1\. Consensus compatibility i.e. that a node running the new software and a
node running the old software will, when given the same blockchain, will
always agree on which blocks are valid and which blocks are invalid.

2\. Everything else.

Breaking consensus compatibility is viewed as very risky and should only
happen under extreme circumstances or under extreme agreement. Breaking
backwards compatibility at the network level should be carefully thought
through but it is much more likely to happen.

>an attacker could simply masquerade as an older client and perform an
effective downgrade attack

BIP-151 is only designed to defeat a passive attacker since it does not
include a way of attaching a long term identity to a node. Thus, even without
a downgrade attack you can just MITM a connection and substitute your own
keys. As BIP-151 says:

"The encryption does not include an identity authentication scheme. This BIP
does not cover a proposal to avoid MITM attacks during the encryption
initialization."

BIP-150 is the identity mechanism for BIP-151 however establishing the pubkey
to node mapping requires out of band communication.

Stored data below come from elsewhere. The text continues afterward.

PR #166, opened 2018-12-04
 Adding perf tests for the new System.Math/MathF APIs added in netcoreapp2.1/3.0

tannergooding:
This adds perf tests for the `Acosh`, `Asinh`, `Atanh`, and `Cbrt` functions added to `System.Math` and `System.MathF` in netcoreapp2.1 and the `FusedMultiplyAdd`, `ILogB`, `Log2`, and `ScaleB` functions added to `System.Math` and `System.MathF` in netcoreapp3.0

### DIFF
--- a/src/benchmarks/micro/MicroBenchmarks.csproj
+++ b/src/benchmarks/micro/MicroBenchmarks.csproj
@@ -65,6 +65,14 @@
     <Compile Remove="corefx\System.Runtime\Perf.HashCode.cs" />
     <Compile Remove="corefx\System.Security.Cryptography.Primitives\**" />
     <Compile Remove="corefx\System.Security.Cryptography\Perf.Rfc2898DeriveBytes.cs" />
+    <Compile Remove="coreclr\Math\Functions\Double\Acosh.cs" />
+    <Compile Remove="coreclr\Math\Functions\Double\Asinh.cs" />
+    <Compile Remove="coreclr\Math\Functions\Double\Atanh.cs" />
+    <Compile Remove="coreclr\Math\Functions\Double\Cbrt.cs" />
+    <Compile Remove="coreclr\Math\Functions\Single\Acosh.cs" />
+    <Compile Remove="coreclr\Math\Functions\Single\Asinh.cs" />
+    <Compile Remove="coreclr\Math\Functions\Single\Atanh.cs" />
+    <Compile Remove="coreclr\Math\Functions\Single\Cbrt.cs" />
   </ItemGroup>
 
   <ItemGroup Condition="'$(TargetFramework)' == 'netcoreapp2.0'">
--- a/src/benchmarks/micro/MicroBenchmarks.csproj
+++ b/src/benchmarks/micro/MicroBenchmarks.csproj
@@ -75,6 +75,17 @@
     <Compile Remove="coreclr\Math\Functions\Single\Cbrt.cs" />
   </ItemGroup>
 
+  <ItemGroup Condition=" '$(TargetFrameworkIdentifier)' == '.NETFramework' Or ('$(TargetFrameworkIdentifier)' == '.NETCoreApp' And '$(_TargetFrameworkVersionWithoutV)' &lt; '3.0')">
+    <Compile Remove="coreclr\Math\Functions\Double\FusedMultiplyAdd.cs" />
+    <Compile Remove="coreclr\Math\Functions\Double\ILogB.cs" />
+    <Compile Remove="coreclr\Math\Functions\Double\Log2.cs" />
+    <Compile Remove="coreclr\Math\Functions\Double\ScaleB.cs" />
+    <Compile Remove="coreclr\Math\Functions\Single\FusedMultiplyAdd.cs" />
+    <Compile Remove="coreclr\Math\Functions\Single\ILogB.cs" />
+    <Compile Remove="coreclr\Math\Functions\Single\Log2.cs" />
+    <Compile Remove="coreclr\Math\Functions\Single\ScaleB.cs" />
+  </ItemGroup>
+
   <ItemGroup Condition="'$(TargetFramework)' == 'netcoreapp2.0'">
     <Compile Remove="corefx\System.Drawing\Perf_Graphics*.cs" />
   </ItemGroup>
--- a/src/benchmarks/micro/coreclr/Math/Functions/Double/Acosh.cs
+++ b/src/benchmarks/micro/coreclr/Math/Functions/Double/Acosh.cs
@@ -1,0 +1,38 @@
+﻿// Licensed to the .NET Foundation under one or more agreements.
+// The .NET Foundation licenses this file to you under the MIT license.
+// See the LICENSE file in the project root for more information.
+
+using System;
+using BenchmarkDotNet.Attributes;
+
+namespace System.MathBenchmarks
+{
+    public partial class Double
+    {
+        // Tests Math.Acosh(double) over 5000 iterations for the domain +1, +3
+
+        private const double acoshDelta = 0.0004;
+        private const double acoshExpectedResult = 6148.648751739127;
+
+        [Benchmark]
+        public void Acosh() => AcoshTest();
+
+        public static void AcoshTest()
+        {
+            var result = 0.0; var value = 1.0;
+
+            for (var iteration = 0; iteration < MathTests.Iterations; iteration++)
+            {
+                result += Math.Acosh(value);
+                value += acoshDelta;
+            }
+
+            var diff = Math.Abs(acoshExpectedResult - result);
+
+            if (double.IsNaN(result) || (diff > MathTests.DoubleEpsilon))
+            {
+                throw new Exception($"Expected Result {acoshExpectedResult,20:g17}; Actual Result {result,20:g17}");
+            }
+        }
+    }
+}
--- a/src/benchmarks/micro/coreclr/Math/Functions/Double/Asinh.cs
+++ b/src/benchmarks/micro/coreclr/Math/Functions/Double/Asinh.cs
@@ -1,0 +1,38 @@
+﻿// Licensed to the .NET Foundation under one or more agreements.
+// The .NET Foundation licenses this file to you under the MIT license.
+// See the LICENSE file in the project root for more information.
+
+using System;
+using BenchmarkDotNet.Attributes;
+
+namespace System.MathBenchmarks
+{
+    public partial class Double
+    {
+        // Tests Math.Asinh(double) over 5000 iterations for the domain -1, +1
+
+        private const double asinhDelta = 0.0004;
+        private const double asinhExpectedResult = -0.88137358721605752;
+
+        [Benchmark]
+        public void Asinh() => AsinhTest();
+
+        public static void AsinhTest()
+        {
+            var result = 0.0; var value = -1.0;
+
+            for (var iteration = 0; iteration < MathTests.Iterations; iteration++)
+            {
+                result += Math.Asinh(value);
+                value += asinhDelta;
+            }
+
+            var diff = Math.Abs(asinhExpectedResult - result);
+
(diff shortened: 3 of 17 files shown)


tannergooding:
There are some more tests I wanted to add for new tests in netcoreapp3.0; but it looks like the consumed CoreCLR/CoreFX bits aren't quite in sync....

I would also like to fixup the existing tests that were ported, but @adamsitnik indicated that might need approval first.

src/benchmarks/micro/ValuesGenerator.cs
```diff
@@ -87,12 +94,34 @@ private static T GenerateValue<T>(Random random)
...
                 return (T)(object)random.NextDouble();
+            if (typeof(T) == typeof(float))
+                return (T)(object)(float)random.NextDouble();
             if (typeof(T) == typeof(string))
                 return (T) (object) GenerateRandomString(random, 1, 50);
             
             throw new NotImplementedException($"{typeof(T).Name} is not implemented");
         }
 
+        private static T GenerateValue<T>(Random random, T minValue, T maxValue)
```
tannergooding: Many of the `System.Math` functions have special handling in the JIT to either cache computed results or to perform constant folding. So we want to generate a unique input per iteration that is within the allowed domain.

jorive: @tannergooding Could you please add this as a function header/comment?

src/benchmarks/micro/coreclr/Math/Functions/Double/AcoshDouble.cs
```diff
@@ -0,0 +1,28 @@
...
+// See the LICENSE file in the project root for more information.
+
+using System;
+using BenchmarkDotNet.Attributes;
+using MicroBenchmarks;
+
+namespace Functions
+{
+    [BenchmarkCategory(Categories.CoreCLR)]
+    public class AcoshDouble
```
jorive: The naming convention here should be:
class name: `public partial class MathTests`
benchmark method name: `AcoshDoubleBenchmark`

for reference please take a look at [AcosDouble.cs](https://github.com/dotnet/performance/blob/master/src/benchmarks/micro/coreclr/Math/Functions/Double/AcosDouble.cs)

tannergooding: How would I modify `IterationSetup` to only apply to a given test (given that we need a different one for each `[Benchmark]` to generate the input value from the given domain)?

AndreyAkinshin: @tannergooding Setup/Clean attributes have `Target` property which allows specifying target benchmark for each Setup/Cleanup methods. Thus, you can write separate IterationSetup methods for each benchmark (a usage example: https://benchmarkdotnet.org/articles/samples/IntroSetupCleanupTarget.html)

brianrob:
cc: @billwert

src/benchmarks/micro/ValuesGenerator.cs
tannergooding: Fixed.

tannergooding:
Currently getting:
```
// * Warnings *
MinIterationTime
  MathTests.AcoshDoubleTest: InvocationCount=1, IterationTime=250.0000 ms, MaxIterationCount=20, MinIterationCount=15, UnrollFactor=1, WarmupCount=1 -> MinIterationTime = 400.0000 ns which is very small. It's recommended to increase it.
  MathTests.AsinhDoubleTest: InvocationCount=1, IterationTime=250.0000 ms, MaxIterationCount=20, MinIterationCount=15, UnrollFactor=1, WarmupCount=1 -> MinIterationTime = 500.0000 ns which is very small. It's recommended to increase it.
  MathTests.AtanhDoubleTest: InvocationCount=1, IterationTime=250.0000 ms, MaxIterationCount=20, MinIterationCount=15, UnrollFactor=1, WarmupCount=1 -> MinIterationTime = 700.0000 ns which is very small. It's recommended to increase it.
  MathTests.AtanhSingleTest: InvocationCount=1, IterationTime=250.0000 ms, MaxIterationCount=20, MinIterationCount=15, UnrollFactor=1, WarmupCount=1 -> MinIterationTime = 800.0000 ns which is very small. It's recommended to increase it.
MultimodalDistribution
  MathTests.AcoshDoubleTest: InvocationCount=1, IterationTime=250.0000 ms, MaxIterationCount=20, MinIterationCount=15, UnrollFactor=1, WarmupCount=1 -> It seems that the distribution is multimodal (mValue = 4.25)
  MathTests.AtanhDoubleTest: InvocationCount=1, IterationTime=250.0000 ms, MaxIterationCount=20, MinIterationCount=15, UnrollFactor=1, WarmupCount=1 -> It seems that the distribution is bimodal (mValue = 3.75)
  MathTests.CbrtDoubleTest: InvocationCount=1, IterationTime=250.0000 ms, MaxIterationCount=20, MinIterationCount=15, UnrollFactor=1, WarmupCount=1  -> It seems that the distribution is bimodal (mValue = 3.56)
  MathTests.AcoshSingleTest: InvocationCount=1, IterationTime=250.0000 ms, MaxIterationCount=20, MinIterationCount=15, UnrollFactor=1, WarmupCount=1 -> It seems that the distribution can have several modes (mValue = 3)
  MathTests.TanSingleBenchmark: IterationTime=250.0000 ms, MaxIterationCount=20, MinIterationCount=15, WarmupCount=1                                 -> It seems that the distribution can have several modes (mValue = 3.14)
```

What is the recommended "MinIterationTime" and how can I determine the correct value to scale these by?
* @adamsitnik mentioned that I can use `OperationsPerInvoke` and invoke the call multiple times in the benchmark body; so I just need to know how to determine how many times I should be invoking the call per iteration

src/benchmarks/micro/ValuesGenerator.cs
```diff
@@ -87,12 +94,40 @@ private static T GenerateValue<T>(Random random)
...
+            // This is currently used for many of the System.Math and System.MathF perf tests.
+            //
+            // These functions often have special handling in the JIT to either cache the computed
+            // result or to perform constant folding. This allows us to generate a unique input
+            // per iteration that is within the allowed input domain for a given method.
+
+            if (typeof(T) == typeof(int))
+                return (T)(object)random.Next((int)(object)minValue, (int)(object)maxValue);
+            if (typeof(T) == typeof(double))
+                return (T)(object)BitConverter.Int64BitsToDouble(
```
adamsitnik: Maybe we could use a simpler approach? From [SO](https://stackoverflow.com/a/1064907/5852046)

`random.NextDouble() * (maximum - minimum) + minimum;`

src/benchmarks/micro/ValuesGenerator.cs
```diff
@@ -87,12 +94,40 @@ private static T GenerateValue<T>(Random random)
...
+                    (long)random.Next(
+                        (int)(BitConverter.DoubleToInt64Bits((double)(object)minValue) >> 32),
+                        (int)(BitConverter.DoubleToInt64Bits((double)(object)maxValue) >> 32)
+                    ) << 32
+                );
+            if (typeof(T) == typeof(float))
+            {
+                int result = random.Next(Unsafe.As<T, int>(ref minValue), Unsafe.As<T, int>(ref maxValue));
```
adamsitnik: maybe we could take the double result and cast it to float?  `(T)(object)(float)GenerateValue<double>()`

src/benchmarks/micro/ValuesGenerator.cs
```diff
@@ -21,6 +22,12 @@ public static T GetNonDefaultValue<T>()
                 return ArrayOfUniqueValues<T>(2).First(value => !value.Equals(default));
         }
 
+        public static T GetValue<T>(T minValue, T maxValue)
+        {
+            var random = new Random(Seed);
```
adamsitnik: this is very tricky: this method will always return the same result because we use a const seed.

```cs
for (int i = 0; i < 10; i++)
    Console.WriteLine(ValuesGenerator.GetValue(1.0, double.PositiveInfinity));
```

```
3,98113421984948E+20
3,98113421984948E+20
3,98113421984948E+20
3,98113421984948E+20
3,98113421984948E+20
3,98113421984948E+20
3,98113421984948E+20
3,98113421984948E+20
3,98113421984948E+20
3,98113421984948E+20
```

In general, this is the desired approach. However, in our case, we want to have a different number per iteration to make sure the JIT does not cache the result?

src/benchmarks/micro/ValuesGenerator.cs
tannergooding: I believe the current approach gives the best distribution of results, over the desired range, without falling into a pit of failure due to IEEE rounding and result representation issues.

src/benchmarks/micro/ValuesGenerator.cs
tannergooding: Same comment as above.

src/benchmarks/micro/ValuesGenerator.cs
tannergooding: Ah, right. We would need to have it keep the same random that was initially seeded, which would also require the tests to run in a deterministic order.

tannergooding:
> I can see that the time it takes to execute most of the tested methods is dependent on the input. For example time(Math.Acosh(1.0)) != time(Math.Acosh(100.0)).

Yes, many of these methods special-case certain inputs or ranges of inputs for speed purposes.

src/benchmarks/micro/ValuesGenerator.cs
adamsitnik: I am sure it is. However, to understand this code one needs an expert knowledge. You have it, others (including me) don't ;)

Could you add a comment explaining how it works and some unit tests to make sure it's correct?

src/benchmarks/micro/ValuesGenerator.cs
adamsitnik: @gfoidl we should rather create it inside a method and pass to other methods like here:

https://github.com/dotnet/performance/blob/c4efbbb55e0a5d8f4408c9806bdb51b300a261fc/src/benchmarks/micro/ValuesGenerator.cs#L29-L35

so anytime the method is invoked it produces the same results

danmosemsft: > JIT does not cache the result?

By what mechanism would the JIT do that? It doesn't know enough to know it's the same result each time does it?

tannergooding: A number of the `System.Math` functions are intrinsicly recognized by the JIT and will under go constant folding since they should be deterministic.

tannergooding:
I'll try to get around to rebasing this and resolving remaining feedback sometime today.

billwert:
@tannergooding no worries. I was wondering if I could trick it into running anyway. :)

jorive:
@tannergooding Could you please follow the naming convention in the recently renamed Math benchmarks here https://github.com/dotnet/performance/tree/master/src/benchmarks/micro/coreclr/Math/Functions ?

tannergooding:
I've fixed up the new tests to match the existing namespace/layout and reverted the behavior back to be closer to what I had in https://github.com/dotnet/coreclr/pull/21289.

The reasoning being that they not only more closely mirror the behavior of the other Math/MathF tests, but it also ensures that we aren't falling subject to issues with the cost of the functions being too small or to the JIT performing constant folding on them and causing incorrect numbers.

tannergooding:
I think, if we want to fix up the tests to do some different behavior, we should instead do that all at once and in a separate PR.

tannergooding:
I think this is ready for a final review pass.

billwert:
LGTM. @tannergooding agreed to open an issue to capture recommendations for what the future of this entire suite looks like.

tannergooding:
I logged https://github.com/dotnet/performance/issues/423 which captures the general discussion had above and some of the issues to look out for.

PR #169, opened 2018-12-05
BenchviewCommitName was only set on private/PR runs.

jorive:


jorive:
@dotnet-bot test ci please

jorive:
@dotnet-bot test ci please

jorive:
```groovy
// It's unclear if the environment variables below will expand as desired
// Are there groovy variable I should be using instead? ${BranchName} ${sha1}?
rolling = "${benchviewCommitNamePrefix} %GIT_BRANCH% %GIT_COMMIT%"
```
@adiaaida @mmitche

adiaaida:
To be honest, I don't know. Where does this get used? It's something that I'll have to consider in the port to AzureDevOps.

jorive:
We use those variables in CoreClr perf.groovy, but I cannot tell where they come from.

adiaaida:
They are set by Jenkins as parameters to the job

"The identity-public-key(s) can be shared over a different channel with other
node-operators (or non-validating clients) to grant authorized access."

------
wonderous
>> “Moreover, most of the traffic exchanged between Bitcoin nodes traverse few
ISPs. Indeed, our results indicate that 60% of all possible Bitcoin
connections cross 3 ISPs. In other words, 3 ISPs can see 60% of all Bitcoin
traffic.”

Direct link to the paper:

[https://btc-hijack.ethz.ch/files/btc_hijack.pdf](https://btc-
hijack.ethz.ch/files/btc_hijack.pdf)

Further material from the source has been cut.